A further 22 of the poorest neighbourhoods in the UK have been allocated funds from the New Deal for Communities budget for re-generation. Each partnership was given 200,000 pounds in November 1999 to develop plans to tackle problems such as crime, poor health, unemployment and educational underachievement. Local people and organizations worked together to identify neighbourhoods of between 1,000-4,000 households and decide what’s wrong and what needs to change. They also decided who should be in charge of making change happen.The partnerships have been allocated an average of 50m pounds over ten years to put their plans into action. They will draw on the experience of the 17 pathfinder projects launched in 1999, which have shown that by engaging all stakeholders in the area including residents, local businesses, voluntary organisations and service providers, results can be delivered. Examples of achievement include a community-driven package of crime-fighting measures which led to a 30% drop in crime in the area and setting up an employment agency in another area which found jobs for 28 people in the first few months of operation.

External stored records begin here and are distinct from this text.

PR #9626, opened 2022-08-31
Lms/refactor tooltip to use concept results

anathomical:
## WHAT
Update the Tooltip raw SQL query to use the new `concept_results` table instead of the `old_concept_results` table.  We didn't include this update in the last SQL update because it also involved some front-end tweaks.
## WHY
We want to pull all of our Concept Result data from the new table eventually, so this is a step along that path
## HOW
- Update the query in the raw SQL in the controller
- Tweak the front-end code so that instead of looking for the `correct` value inside a `metadata` key, just look for it on the `concept_result` directly
- Tweak the front-end code so that it expect `correct` to be a boolean value rather than an integer
- Update tests to more strictly ensure that we adhere to these formats

### Notion Card Links

PR Checklist | Your Answer
------------ | -------------

### DIFF
--- a/services/QuillLMS/app/controllers/grades_controller.rb
+++ b/services/QuillLMS/app/controllers/grades_controller.rb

The conditions under which the award of New Deal for Communities funds were made are very similar to the conditions of the Neighbourhood Management initiative. This is designed to help deprived communities and local service providers work together at the neighbourhood level to improve and ‘join up’ local services. Applications, which had to be submitted by 20 April 2001, were invited from 83 eligible communities and the successful 15 bidders will start work on drawing up plans in November 2001. The selected communities will be given 200,000 pounds to devise their plans.
Despite the similarity between the two initiatives the Department for Environment Transport and the Regions insists that there is ‘no crossover’ and communities will not be able to benefit from both budgets.